Suite-level environment variables pass through to the hook's environment, the same way they reach the server subprocess. A node ./setup.js hook reads them from process.env, a python seed.py hook from os.environ, and a shell script from $NAME. That is how a hook learns which database URL to seed or which fixture port to bind.

These command hooks are for side-effecting setup and teardown: start a fixture server, seed a store, write a temp file, remove it again. They run for their effects and their exit code. They do not receive the run context on stdin and mcptest ignores anything they print. If you need a hook that reads the phase, suite, test, env, and vars, or that returns data to inject vars or skip a test, use the context-aware hooks described next, which add a JSON-over-stdio contract on top of the plain command form.

Context-aware hooks

A hook step can opt into a richer contract that hands the hook the run context as JSON and lets it return a small patch. A step is either a plain command string (everything above) or a map that declares mode: context:

hooks:
  beforeEach:
    - echo plain-still-works
    - command: node ./compute-vars.js
      mode: context

mode: context is required on the map form; a map without it is a config error, so the opt-in is never ambiguous. A bare string stays a plain hook.

A context hook reads one JSON object on its stdin:

{
  "phase": "beforeEach",
  "suite": { "name": "my-suite" },
  "test": { "name": "lists tools" },
  "env": { "BASE_URL": "http://localhost:8080" },
  "vars": { "region": "us-west" },
  "result": null
}

test is null for the beforeAll and afterAll phases (there is no single current test). result is present only for the afterEach and afterAll phases and carries the test outcome ({ "verdict": "pass" }, with a message when it failed). The phase also arrives on the MCPTEST_HOOK_PHASE environment variable, so a jq-style hook can branch without parsing the payload.

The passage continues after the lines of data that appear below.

PR #1627, opened 2025-07-24
feat: adds assignment flow

katrinan029:
# For all changes

https://2u-internal.atlassian.net/browse/ENT-10521

https://github.com/user-attachments/assets/fa8c23cb-1380-4dba-b330-a05ceaffa451


marlonkeating (changes requested):
Seeing some issues when

Orphaned highlight around button when navigating into budget
https://github.com/user-attachments/assets/d366a949-66e4-4817-a9c0-11d0b49a7de9

Not scrolling far enough when transitioning from step 6-7
https://github.com/user-attachments/assets/902b2acc-0afd-4b4d-b79c-4f39ab5e08c1

src/components/ProductTours/AdminOnboardingTours/AdminOnboardingTours.tsx
```diff
@@ -56,13 +83,51 @@ const AdminOnboardingTours: FC<AdminOnboardingToursProps> = ({
     }
   }, [targetSelector]);
 
+  // Handle target setting for both page transitions and step changes
+  // eslint-disable-next-line consistent-return
   useEffect(() => {
```
marlonkeating, line 88: I'm still seeing a lot of issues with the way we're handling the problem of transitioning the tour focus between components that take time to load/render:
- Logic split between multiple files (AdminOnboardingTours.tsx / CheckpointOverlay.tsx)
- Branching logic on specific named steps, outside of where the steps are defined
- Hard-to-follow callback logic between different code branches with nested `setTimeouts` (and divergent `useEffect` return values which necessitates an `eslint-disable-next-line consistent-return`)
- Setting flat timeouts to wait for components to render, when the render time may be shorter or longer than we expect.

Overall, I think this is a case of when a cluster of code smells indicates we're attempting to tackle a problem at the wrong level of abstraction.  Ideally, Paragon's `ProductTour` component would support page/state transitions between checkpoints.  For the present, we may want to consider what is the cleanest and most self-contained 'hacky' way we can accommodate these transitions while waiting for support to be added at the Paragon level.

A simple way might be doing a poll/wait where we check every 100ms if the next target has loaded before we switch focus to it.  Or use something like a [MutationObserver](https://developer.mozilla.org/en-US/docs/Web/API/MutationObserver) if we want to get fancy.

PR #173, opened 2023-09-07
added BackupRetentionPeriod config

ssuman2-infoblox:
V1 Story: [B-98504](https://www10.v1host.com/InfobloxNewV1/story.mvc/Summary?oidToken=Story%3A889790&RoomContext=TeamRoom%3A699936&concept=TeamRoom)

Added BackupRetentionPolicy flag to configure it for prod and non-prod envs

### DIFF
--- a/cmd/config/config.yaml
+++ b/cmd/config/config.yaml
@@ -22,6 +22,9 @@ defaultSkipFinalSnapshotBeforeDeletion: true
 defaultPubliclyAccessible: false
 defaultDeletionPolicy: Orphan
 defaultBackupPolicyValue: Bronze
+backupRetentionDays: 0
+enablePerfInsight: false
+enableCloudwatchLogsExport: "none"
 
 passwordConfig:
   passwordComplexity: enabled
--- a/controllers/databaseclaim_controller.go
+++ b/controllers/databaseclaim_controller.go
@@ -91,6 +91,7 @@ type input struct {
 	EnableSuperUser            bool
 	EnablePerfInsight          bool
 	EnableCloudwatchLogsExport []*string
+	BackupRetentionDays        int64
 }
 
 const (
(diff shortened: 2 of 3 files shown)


bjeevan-ib (changes requested):
should we account aurora workflow?

abalaven (commented):
What are we specifying in the `backupRetentionPeriod` field?

ssuman2-infoblox:
> should we account aurora workflow?

@bjeevan-ib I've added this config for DBCluster as well. Usually, backup retention period can't be set to 0 for aurora but the value can be managed with DBCluster.

>  What are we specifying in the backupRetentionPeriod field?

@abalaven this field is used to set the number of days for which automated backups are retained. More about this is here: https://doc.crds.dev/github.com/crossplane/provider-aws/rds.aws.crossplane.io/DBInstance/v1alpha1@v0.40.0#spec-forProvider-backupRetentionPeriod

abalaven (commented):
IIUC, the default value for `backupRetentionPeriod` is set to 0 in the values file, which I believe will be added to the configMap. Is there any provision to set the value independent of the CM? The CM only holds default values if I'm not wrong.

drewwells (changes requested):
Use a string and pass it through `time.ParseDuration()`. time.Duration is represented as int64 in nanoseconds, so this will be ridiculous to configure if somebody wants 365 days
`backup: 3.1536e16`

ssuman2-infoblox:
> Use a string and pass it through `time.ParseDuration()`. time.Duration is represented as int64 in nanoseconds, so this will be ridiculous to configure if somebody wants 365 days `backup: 3.1536e16`

@drewwells @pjferrell, as per docs it only accepts value from 0-35 (0 means disabled) and it denotes number of days. We can't set it beyond 35.
image

ssuman2-infoblox:
> IIUC, the default value for `backupRetentionPeriod` is set to 0 in the values file, which I believe will be added to the configMap. Is there any provision to set the value independent of the CM? The CM only holds default values if I'm not wrong.

@abalaven I initially tried using arguments to db-controller to pass such values but it required multiple function signature changes. Also we don't want it to be set at dbclaim level but db-controller so CM seemed a good option as it's already configured to take db-controller config as input.

Added something similar here: https://github.com/infobloxopen/db-controller/pull/172

drewwells (approved):

bjeevan-ib (approved):

PR #176, opened 2023-09-11
support Platinum backup enum

bjeevan-ib:


bmuthusamy (approved):
Approve

abalaven (commented):
The CRD needs to be re-generated with `Platinum` as an additional enum value.

https://github.com/infobloxopen/db-controller/blob/main/config/crd/bases/persistance.atlas.infoblox.com_databaseclaims.yaml#L61-L64

abalaven (approved):

PR #181, opened 2023-09-20
DO NOT APPROVE/MERGE - adding dsnexec as a sidecar [OLD]

abodhekar:
This is to add dsnexec as a side-car container. 
Whenever db-controller would see following two annotations, it would add the sidecar.

        1. infoblox.com/remote-db-dsn-secret: < some-secret-name >
        2. infoblox.com/dsnexec-config-secret: < some-secret-name >
       
**_remote-db-dsn-secret_** - In case of RDS, it would be the secret created by DBClaim. This would be mounted as a volume inside the sidecar. the dsn.txt file can be watched for changes (by configuring such through dsnexec config.yaml).

**_dsnexec-config-secret_** - This would be a secret which needs to be created by the apps. This should contain data as

> key: config.yaml
> value:  < config needed for dsnexec >

This would be mounted as a volume inside the sidecar. The path to config.yaml file is given to the dsnexec entrypoint.

### DIFF
--- a/cmd/manager/main.go
+++ b/cmd/manager/main.go
@@ -173,49 +173,48 @@ func main() {
 		os.Exit(1)
 	}
 
-	webHookServer := mgr.GetWebhookServer()
+	if enableDBProxyWebhook || enableDsnExecWebhook {
+		webHookServer := mgr.GetWebhookServer()
+		webHookServer.Port = 7443
+		webHookServer.CertDir = "./certs/"
+		if enableDBProxyWebhook {
 
-	webHookServer.Port = 7443
-	webHookServer.CertDir = "./certs/"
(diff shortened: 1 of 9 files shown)


cmd/manager/main.go
```diff
@@ -166,21 +173,22 @@ func main() {
 		os.Exit(1)
 	}
 
+	webHookServer := mgr.GetWebhookServer()
+
+	webHookServer.Port = 7443
+	webHookServer.CertDir = "./certs/"
```
abalaven, line 179: We are initializing the webhook only if either dbproxy or dsnexec is enabled. We don't need the webhook if neither of them are enabled.

abodhekar: @abalaven - tx, done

The hook may write one JSON object to stdout, restricted to three keys:

{ "env": { "TOKEN": "..." }, "vars": { "session": "..." }, "skip": { "reason": "no creds" } }

Every key is optional, so empty output (or no output at all) is a valid no-op. Any key outside env, vars, and skip is an error, so a hook cannot mutate arbitrary suite state.

The before and after phases treat the patch differently:

For beforeAll and beforeEach, mcptest applies the patch. env and vars merge into the context the following hooks see (a beforeAll injection reaches every beforeEach hook). skip skips the affected tests with the given reason: a beforeAll skip skips the whole run, a beforeEach skip skips that one test.
For afterAll and afterEach, the hook still receives the result on stdin, but its patch is advisory and ignored. An after hook may not retroactively fail or rewrite a test that already ran. Inspect the result, log it, ship it somewhere, but the verdict is fixed by then.

A context hook fails the same way a plain hook does: a spawn failure, a non-zero exit, a timeout, or unparseable stdout fails the affected test in a before phase and is reported (not fatal) in an after phase. The injected vars and env flow through the hook chain and the skip decision, not into the tool-call arguments themselves (those are resolved from the YAML before the run, the same boundary the transform step documents). See examples/hooks-context/ for a runnable script.

Reporting

The JSON reporter surfaces two new per-test fields when the score model is active: score (the combined 0 to 1 value, present only for tests with a threshold) and derived_metrics (each with its name, value, and, when gated, passed). Legacy tests omit both fields, so existing consumers are unaffected.